SCENITH was performed as previously described [43]. Briefly, the cell suspension was resuspended in RPMI 1640 standard medium (Gibco, Grand Island, NY, USA, 11875093), supplemented with 10% fetal calf serum (Sigma, Tokyo, Japan, 12133), 100 units/mL penicillin (Gibco, 15140122), 100 units/mL streptomycin (Gibco, 15140122) and 1% GlutaMAX-I (Gibco, 350050061) and plated in a V-bottom 96 well plate with up to 0.5 × 10⁶ cells per well. Subsequently, cells were incubated for 10 min at 37 °C with either medium, or medium containing either 1 µM oligomycin, 100 mM 2-DG or both, 1 µM oligomycin and 100 mM 2-DG. Afterwards, the cells were incubated at 37 °C for additional 8 min with medium containing 20 µg/mL puromycin. The cells were washed once with cold PBS and processed further for flow cytometry analysis. Cells were stained with Viability stain (ThermoFisherScientific, Waltham, MA, USA, 65-0865-18) for 10 min on ice. Subsequently, they were stained for CD45-FITC (BioLegend, 103108) and CD11b-PE (BioLegend, 101208) in PBS containing 0.5% BSA for 35 min on ice. After fixation with Foxp3/Transcription Factor Staining Buffer Set (eBioScience, San Diego, CA, USA, 00-5523-00) according to manufacturers’ recommendation, cells were stained intracellularly with anti-puromycin antibody (MerckMillipore, Darmstadt, Germany, MABE343-AF647) in IS buffer, containing 2 mM EDTA + 2% BSA + 0.5% Saponin + 0.2% Tween20 in PBS for 35 min at RT. Microglia were identified via CD11b and intermediate CD45 expression.

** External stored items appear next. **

PR #127, opened 2016-06-01
Add paragraph about deprecation_warnings

greg0ire:


project/CONTRIBUTING.md
```diff
@@ -186,6 +186,25 @@ interface BarInterface
...
 ```
 
+In some cases, you will have the possibility to warn the user that things will change,
+and recommend a new way of doing things. You can do so by triggering the dedicated kind of error, like this:
+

4.10. Assessment of Mitochondrial Membrane Potential and Mitochondrial Mass

To evaluate mitochondrial content and membrane potential in microglia, the single-cell suspension was incubated with either medium or 20 µM FCCP for 15 min in RPMI 1640 standard medium (Gibco, 11875093), supplemented with 10% fetal calf serum (Sigma, 12133), 100 units/mL penicillin (Gibco, 15140122), 100 units/mL streptomycin (Gibco, 15140122) and 1% GlutaMAX-I (Gibco, 350050061) in a V-bottom 96 well plate containing up to 3 × 10⁵ cells per well at 37 °C. Subsequently, cells were incubated with medium containing 2 µM TMRE (Invitrogen, Carlsbad, CA, USA, T669) and 100 nM MitoTracker (Thermo Fisher Scientific, M22426) for 30 min at 37 °C. Cells were washed once with cold PBS and subsequently stained with CD45-FITC (BioLegend, 103108) and CD11b-BV605 (BioLegend, 101257) in PBS containing 0.5% BSA for 20 min on RT. Subsequently, cells were resuspended in PBS containing 0.5% BSA and 0.5 µL DAPI to enable exclusion of dead cells. For the analysis of the mitochondrial membrane potential, the gMFI of TMRE of CD45 intermediate positive and CD11b positive microglia, which were treated with FCCP, was subtracted from medium-treated condition. The resulting gMFI of TMRE, as well the gMFI of MitoTracker of the medium-treated conditions, was plotted for analysis.

4.11. Illustrations

Bioinformatics-related illustrations were generated in R using Seurat, ggplot2 and pheatmap packages. All figures were assembled and finalized using CorelDRAW version v26.x (Corel Corporation, Ottawa, ON, Canada), with structural elements precisely redrawn to ensure graphical consistency.

4.12. Statistics

All bioinformatical statistical analyses were performed using R (R version 4.4.3) and SPSS (version 29.0.2.0). p-values < 0.05 were considered statistically significant. Specific statistical tests (e.g., Wilcoxon rank sum test,) are indicated in the corresponding figure legends. Statistical analysis for metabolic assays were performed using GraphPad Prism (version 10.4.1).

5. Conclusions

Collectively, our data demonstrate region-specific transcriptional remodeling of microglia 5 days after experimental myocardial infarction, particularly affecting translation-related and proteostasis-associated pathways. A significant reduction in mitochondrial mass was observed, while additional metabolic measurements showed non-significant trends consistent with altered energetic regulation. These findings indicate that systemic cardiac injury is associated with microglial transcriptional adaptation in the early post-infarction phase. Further studies are required to determine the functional and long-term consequences of these alterations.